Dorothy Goulah
Less than a month from my eighteenth birthday my mother took her life. It was not her first attempt. Years later my uncle informed me it had been her fifth.
In 1972 there was little information about grieving a suicide. So I didn’t. I did what I could to live my life. I did what I could to keep the feelings of being a motherless child at bay. All means of escape were tried.
My life story is adventurous tending toward perfectionism and self-loathing.
Two failed marriages, two grown children, and the loss of all those who knew me as a child found me in a career change in my sixth decade. I attended college for the first time.
I became the first in my family to graduate with a BA in Sociology at the age of sixty-two. Loving the classroom, and the opportunity to grow and expand my horizons, I was encouraged to pursue a master’s degree.
As a newly single woman, the academic work filled me with confidence, and I began to feel like I could be someone. I wrote a paper entitled “Suicide: A Long Time Coming.” My mother’s life and death streamed out of me. At my professor’s insistence I submitted the paper to an academic journal, and I became a published author.
My thesis topic had been born. My study of suicide loss survivors was profound. I wanted to understand what I and all who have lived through a loved one’s suicide suffer through. As part of my research, I began attending a drop-in suicide loss survivor support group and my healing began 47 years after the fact. Sharing my deepest pain with others who knew what I was talking about was remarkably freeing. It felt like a deep breath in a cool forest.
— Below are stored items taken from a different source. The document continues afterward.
PR #355, opened 2015-03-26
Added runtime to zsh prompts

stonewareslord:
Adds runtime for ZSH prompts: 
selection_012

PR #404, opened 2015-11-04
ZSH runtime (precmd/preexec corrections to previous PR #355)

hcgraf:
This is just a rebase of the previous PR #355 by @stonewareslord on top of develop.

Additionally, I made it actually work by using precmd/preexec *_functions arrays instead of just as single function (which would be overwritten by prompt_off/prompt_on)

### DIFF
--- a/README.md
+++ b/README.md
@@ -353,7 +353,6 @@ version 3](LICENSE).
 * The analog clock requires a Unicode-aware terminal and at least a
   sufficiently complete font on your system. The [Symbola](http://users.teilar.gr/~g1951d/)
   font, designed by Georges Douros, is known to work well.
-* Displaying the runtime currently only works with Bash.
 
 
 ## Authors
--- a/liquidprompt
+++ b/liquidprompt
@@ -46,6 +46,7 @@
 # Rolf Morel        <rolfmorel@gmail.com>         # "Shorten path" refactoring and fixes
 # Thomas Debesse    <thomas.debesse@gmail.com>    # Fix columns use.
 # Yann 'Ze' Richard <ze@nbox.org>                 # Do not fail on missing commands.
+# Austen Adler      <stonewareslord@gmail.com>    # ZSH runtime
 
 # See the README.md file for a summary of features.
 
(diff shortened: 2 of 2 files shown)


dolmen:
Great!
When did this `precmd_functions` feature appeared in zsh? I just want to check users that have a zsh a bit old will not encounter issues...

hcgraf:
Apparently, it was introduced by this [Commit](http://sourceforge.net/p/zsh/code/ci/aba936b17cca86ee0742341f23f0f96795a23275) in 2006. 
The corresponding release is probably [4.3.3](http://sourceforge.net/p/zsh/code/ci/zsh-4.3.3/)

Debian Stable includes [5.0.7](https://packages.debian.org/stable/shells/zsh)
CentOS6 [4.3.11](http://rpmfind.net/linux/RPM/centos/6.7/x86_64/Packages/ZByName.html) - I have access to that, and everything works fine.
CentOS5 [4.2.6](http://rpmfind.net/linux/RPM/centos/5.11/x86_64/ZByName.html) - That one would be unsupported.

Is there anyone with such an old OS, who could test if liquidprompt WITHOUT this PR is supported anyway?

hcgraf:
oh, [this Commit](http://sourceforge.net/p/zsh/code/ci/0d101890d0faeaefa863099042e3510f5021fbc3)
introduces `add_zsh_hook` which makes things even nicer/cleaner… 
But would probably require version 4.3.4.

something like
```
autoload -Uz add-zsh-hook
add-zsh-hook precmd _lp_main_precmd
```

hcgraf:
implemented my previous comment.
I think this is much cleaner, and we are talking about compatibility to ZSH versions which are approx. 8 vs 8.5 years old…

dolmen:
zsh 4.3.4 is old enough.

Please update your commit message to say that add-zsh-hook requires zsh 4.3.4 (released in 2006):
git commit --amend && git push -f

I'll then merge it.

hcgraf:
done. Thanks for the feedback!

dolmen:
Merged! Thanks!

I researched and wrote my thesis over the spring and summer of 2020, while we were all confined to our homes. “Survivors of Suicide Loss: Navigating Social Stigma and Threats to Social Bonds” was published after being honored with the Office of Graduate Studies’ Distinguished Thesis/Graduate Project Award. I continue to research and write. My dedication to those who grieve has established me as a force for healing and education.
Currently a facilitator for the suicide loss survivor group I once attended, a coordinator for a national program for peer-to-peer conversations with suicide loss survivors, a responder for my city’s crisis response team, I am also a certified grief educator devoted to educating the public about grief and the power of bereavement.